Athletes can be taught how to roll the quads, glutes, and back. I also like rolling the lats, IT bands (the right way), and the groin/ inside of the quad.

Activation- 1-3 minutes, 2 sets of 2 exercises

With the mini band we can get the glutes and core firing. A typical example would be lateral band walks and hip extensions with the band. 2 sets of 8 each is good enough for the warm up.

Mobility- 3 minutes, 3-4 exercises

Shoot for ankle mobility, rockbacks, groin rockbacks, and body weight squats to get the hip and ankles loose.

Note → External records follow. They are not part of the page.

PR #797, opened 2018-01-17
Minor code cleanup, related to track durations/lengths

zas:


picard/metadata.py
```diff
@@ -30,6 +30,21 @@
...
+# 20000 0     0.333333333333
+# 20000 10000 0.666666666667
+# 20000 20000 1.0
+# 20000 30000 0.666666666667
+# 20000 40000 0.333333333333
+# 20000 50000 0.0
+LENGTH_SCORE_THRES_MS = 30000
+
+def length_score(a, b):
+    return (1.0 - min(abs(a - b), LENGTH_SCORE_THRES_MS) / float(LENGTH_SCORE_THRES_MS)
```
samj1912: Missing a bracket here.

picard/metadata.py
```diff
@@ -30,6 +30,21 @@
...
+# equal lengths will give a score of 1.0
+# example
+# a     b     score
+# 20000 0     0.333333333333
+# 20000 10000 0.666666666667
+# 20000 20000 1.0
+# 20000 30000 0.666666666667
+# 20000 40000 0.333333333333
+# 20000 50000 0.0
+LENGTH_SCORE_THRES_MS = 30000
```
samj1912: We can move this to picard.constants?

picard/metadata.py
```diff
@@ -30,6 +30,21 @@
...
+
+def length_score(a, b):
```
samj1912: Not sure if this should be a public functions, maybe _length_score or maybe move this to picard.util?

picard/metadata.py
zas: I don't think it is needed, this value is very unlikely to be used elsewhere. If it happens in the future, we'll move it to picard.constants.

picard/metadata.py
zas: I'll make it a static method

picard/metadata.py
zas: Fixed, thanks

picard/ui/metadatabox.py
```diff
@@ -527,7 +526,10 @@ def _update_items(self, result=None, error=None):
                 self.setItem(i, 2, new_item)
             tag_item.setText(display_tag_name(name))
             self.set_item_value(orig_item, self.tag_diff.orig, name)
-            new_item.setFlags(orig_flags if length else new_flags)
+            if name == "~length":
+                new_item.setFlags(orig_flags)
+            else
```
samj1912: Missing colon

samj1912:
Dont mean to be picky but `Fix missing semicolon` can you amend the commit message to a colon?

zas:
> Dont mean to be picky but Fix missing semicolon can you amend the commit message to a colon?

I rebased and squashed typos.

picard/metadata.py
mineo: Maybe I'm stupid, but none of these these calculations appear to be correct (and I'm not sure how they should be with the current implementation of `length_score`):

```
In [3]:     def length_score(a, b):
   ...:         return (0.0 - min(abs(a - b), LENGTH_SCORE_THRES_MS) /
   ...:                 float(LENGTH_SCORE_THRES_MS))
   ...:     
In [7]: for a,b in [(20000, 0), (20000, 10000), (20000, 20000), (20000, 30000), (20000, 40000), (20000, 50000)]:
   ...:     print(f"{a}, {b} = {length_score(a,b)}")
   ...:     
20000, 0 = -0.6666666666666666
20000, 10000 = -0.3333333333333333
20000, 20000 = 0.0
20000, 30000 = -0.3333333333333333
20000, 40000 = -0.6666666666666666
20000, 50000 = -1.0
```

In fact, if the score needs to be between 0.0 and 1.0, how is substracting an always positive number from 0.0 going to achieve that (no, changing `-` to `+` doesn't get you the numbers from the docstring).

samj1912: I think this happened sometime later while rebasing. It was 1.0 when I reviewed it.

PR #798, opened 2018-01-17
Fix removal of ~length from sets, incorrect single-element tuple syntax

zas:
The `discard` argument is expected to be a sequence, but the syntax `discard=('elem')` is equivalent to `discard='elem'`.
A trailing comma is needed in this case: `discard=('elem',)` so discard is actually a tuple with a single element.


samj1912:
:+1:  LGTM

PR #799, opened 2018-01-18
[PICARD-1174] Add an option to control the tolerance of track times difference

zas:
The option `ignore_track_duration_difference_under` can be set through Advanced options panel.
If old and new Length tag have a difference under this value, they are considered equal, and this isn't accounted as a track difference.

The default value remains the same (2 seconds).

https://tickets.metabrainz.org/projects/PICARD/issues/PICARD-1174


picard/ui/metadatabox.py
```diff
@@ -427,7 +428,7 @@ def _update_tags(self):
         if not (files or tracks):
             return None
 
-        tag_diff = TagDiff()
+        tag_diff = TagDiff(max_length_diff=config.setting["ignore_track_duration_difference_under"])
```
samj1912: Any reason to initialize the value here instead of just fetching it in the __init__ for TagDiff?

picard/ui/metadatabox.py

8 of each on each side is often enough.

Dynamic Flexibility and Build Ups- 8 minutes

At this point we are ready to get moving.

  • Half speed run- 30 yds and back
  • Quad walks- 15 yds
  • Hamstring walk- 15 yds
  • Knee hugs- 15 yds
  • Open/close the gate- 15 yds
  • 3/4 speed run 30 yds and back
  • Walking lunge- 15 yds
  • Front scales- 15 yds
  • Walking spiderman- 15 yds
  • Lateral Lunge- 15 yds
  • Full speed 30 yds and back

This will take about 15 minutes and we can move on.

This is just simply an order that I will often use but it is not the only way to do the warm up. Think about 8 major movements used to get the athletes moving and add in some build ups in between. Other options for build ups include shuffle, carioca, skipping, and bounding.